Folha de S. Paulo


EDITORIAL

Acima dos partidos

Depois do tom acerbo na campanha eleitoral, ao qual se seguiram demonstrações de intransigência e petulância mesmo quando a crise política e econômica se mostrava irrefreável, entende-se que uma aproximação sugerida por petistas seja recebida com vasta desconfiança por seus opositores.

O que haveria por trás do sinal reservado emitido pelo ex-presidente Luiz Inácio Lula da Silva (PT)? Mera tentativa desesperada de evitar um impeachment de sua sucessora, Dilma Rousseff (PT)? Reedição da estratégia que garantiu sua sobrevivência após ter vindo à tona o escândalo do mensalão, em 2005?

Destinatário da mensagem conciliatória, o ex-presidente Fernando Henrique Cardoso (PSDB) respondeu com sobriedade. Está "disposto a contribuir democraticamente" para a discussão de temas como reforma política, desde que exista "uma agenda clara e de conhecimento público".
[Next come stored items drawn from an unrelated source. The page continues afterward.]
PR #2102, opened 2018-08-07
HZN-1369: Display metrics from the MetricRegistry objects in the Karaf shell

j-white:
JIRA: https://issues.opennms.org/browse/HZN-1369

Here we add new `health:metrics-list` and `health:metrics-display` shell commands to enumerate and display metrics from the MetricRegistry objects in the Karaf shell.

Short term this will allow us to view metrics related to the flow adapters in the Sentinel containers shell. Longer term we can work to ensure all of the metric sets are exposed in the service registry for ad-hoc viewing.


core/health/shell/src/main/java/org/opennms/core/health/shell/MetricsListCommand.java
```diff
@@ -0,0 +1,65 @@
...
+            return null;
+        }
+
+        for (NamedMetricSet namedMetricSet : metricSets) {
+            System.out.printf("Metric set: %s\n", namedMetricSet.getName());
+            if (namedMetricSet.hasDescription()) {
+                System.out.printf("\t%s\n", namedMetricSet.getDescription());
+            }
+        }
+        System.out.println();
```
mvrueden: Can we print the metrics in one line instead of splitting them? 
I would imagine something like this:

```
Name       Description
Flows      Description of metric
...        ...
```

Se, num primeiro momento, Lula procurou negar o gesto que reportagem desta Folha revelava, ministros do governo Dilma utilizaram o lance seguinte para endossar o diálogo.

Manifestações de Jaques Wagner (Defesa), Edinho Silva (Secretaria de Comunicação Social) e Pepe Vargas (Direitos Humanos) deram a entender que o próprio Planalto estimula o movimento. Já Paulo Okamotto, presidente do Instituto Lula, se declarou a favor de conversar "com quem faz política".

Nada impede, naturalmente, que a iniciativa se mostre inócua. Talvez tenha ocorrido demasiado tarde. Talvez se confunda com articulação calculada para dividir as hostes oposicionistas –se é que não se trata precisamente disso. Talvez os próceres do PSDB prefiram não se avizinhar de pessoas cujo destino na Operação Lava Jato passa longe de ser conhecido.

Mesmo que as barreiras do descrédito sejam superadas, é grande a distância até negociações efetivas sobre uma concertação capaz de tirar o Brasil do lodaçal em que se acha atolado. Distância que, para ser coberta, pode necessitar que a deterioração da autoridade presidencial se agrave ainda mais do que se viu até este ponto.

De todo modo, decerto existem no país bolsões com potencial para exercer uma desejável influência moderadora. No setor privado, ou ao menos nas fatias que não se encontram envolvidas em escândalos de corrupção, há espaço para a emergência de líderes empresariais com inclinação mais republicana.

Na frente política, como eventual solução intermediária, os governadores têm condições de devolver racionalidade ao Congresso. Embora não tenham controle absoluto sobre as bancadas estaduais, representam uma das poucas forças aptas a, quem sabe, romper o nó que estrangula as relações entre Planalto e Parlamento.

Fato é que a crise que paralisa o país e a completa incapacidade do governo Dilma de lidar com ela começam a tornar impositivo algum tipo de consenso, um pensamento que paire acima das diferenças partidárias e ponha em primeiro plano os interesses nacionais.